Records from a data collection.
§ §

PR #373, opened 2019-10-07
gamemode: add pidfd based API

gicmo:
I created a patchset adding a set of pidfd based D-Bus APIs to gamemode. See PR FeralInteractive/gamemode#173 for more details but the gist of it is that we can avoid the costly mapping operation from the container pidns to the host pidns.

### DIFF
--- a/data/org.freedesktop.portal.GameMode.xml
+++ b/data/org.freedesktop.portal.GameMode.xml
@@ -42,7 +42,7 @@
       'UnregisterGame' method, GameMode will automatically un-register
       the client. This might happen with a (small) delay.
 
-      This documentation describes version 2 of this interface.
+      This documentation describes version 3 of this interface.
     -->
     <interface name="org.freedesktop.portal.GameMode">
       <!--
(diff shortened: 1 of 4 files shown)


data/org.freedesktop.portal.GameMode.xml
```diff
@@ -149,6 +149,55 @@
...
+          @requester: Pidfd of the process requesting the information
+          @result: The GameMode status for @target
+
+          Query the GameMode status for a process.
+	  Like org.freedesktop.portal.GameMode.QueryStatusByPid() but @requester
+          and @target are pidfds representing the processes.
+      -->
+      <method name="QueryStatusByPIDFd">
+        <arg type="h" name="target" direction="in"/>
+	<arg type="h" name="requester" direction="in"/>
```
matthiasclasen: Indentation mishap here. More seriously, the args need an 'fd' annotation.

data/org.freedesktop.portal.GameMode.xml
```diff
@@ -149,6 +149,55 @@
...
+          @target: Pidfd of the game to register
+          @requester: Pidfd of the process requesting the registration
+          @result: Status of the request: 0 for success, -1 indicates an error
+
+          Register a game with GameMode.
+	  Like org.freedesktop.portal.GameMode.RegisterGameByPid() but @requester
+          and @target are pidfds representing the processes.
+      -->
+      <method name="RegisterGameByPIDFd">
+        <arg type="h" name="target" direction="in"/>
```
matthiasclasen: Annotation missing here too

data/org.freedesktop.portal.GameMode.xml
```diff
@@ -149,6 +149,55 @@
...
+          @target: Pidfd of the game to un-register
+          @requester: Pidfd of the process requesting the un-registration
+          @result: Status of the request: 0 for success, -1 indicates an error
+
+          Register a game with GameMode.
+	  Like org.freedesktop.portal.GameMode.UnregisterGameByPid() but @requester
+          and @target are pidfds representing the processes.
+      -->
+      <method name="UnregisterGameByPIDFd">
+        <arg type="h" name="target" direction="in"/>
```
matthiasclasen: and here

src/gamemode.c
```diff
@@ -280,6 +317,40 @@ handle_call_thread (GTask        *task,
...
+{
+  g_autoptr(GTask) task = NULL;
+  GDBusMessage *msg;
+  GUnixFDList *fdlist;
+  XdpAppInfo *app_info;
+  Request  *request;
+  CallData *call;
+
+  msg = g_dbus_method_invocation_get_message (invocation);
+  fdlist = g_dbus_message_get_unix_fd_list (msg);
```
matthiasclasen: once you add the fd annotations, the fd_list will come as a parameter here.

src/gamemode.c
```diff
@@ -280,6 +317,40 @@ handle_call_thread (GTask        *task,
...
+      g_dbus_method_invocation_return_error (invocation, G_DBUS_ERROR, G_DBUS_ERROR_INVALID_ARGS,
+                                             "File descriptor number is incorrect");
+      return;
+    }
+
+  request = request_from_invocation (invocation);
+  app_info = request->app_info;
+
+  call = call_data_new (invocation, app_info, method);
+  call->fdlist = g_object_ref (fdlist);
```
matthiasclasen: Here is a question: can we recognize if an fd is a pidfd ? Because the portal frontend is supposed to validate arguments before passing them on to the backend, so it would be nice to check here, and reject 'bad' fds

data/org.freedesktop.portal.GameMode.xml
gicmo: Ah of course, totally forgot about the 'fd' annotation. Thanks.

src/gamemode.c
gicmo: That is a good point. We can actually do that, by checking that `/proc/self/fdinfo/<fd>` contains a `Pid: X` entry, and additionally that X is not zero. I will add that check.

matthiasclasen:
Does this need to wait until the gamemode changes are landed ?

gicmo:
The pidfd base API has landed upstream :tada:.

§ §

Exercise directions.
Gather every line from the entries above where the word "fdlist" appears, and copy them.

Answer to the problem.
+  GUnixFDList *fdlist;
+  fdlist = g_dbus_message_get_unix_fd_list (msg);
+  call->fdlist = g_object_ref (fdlist);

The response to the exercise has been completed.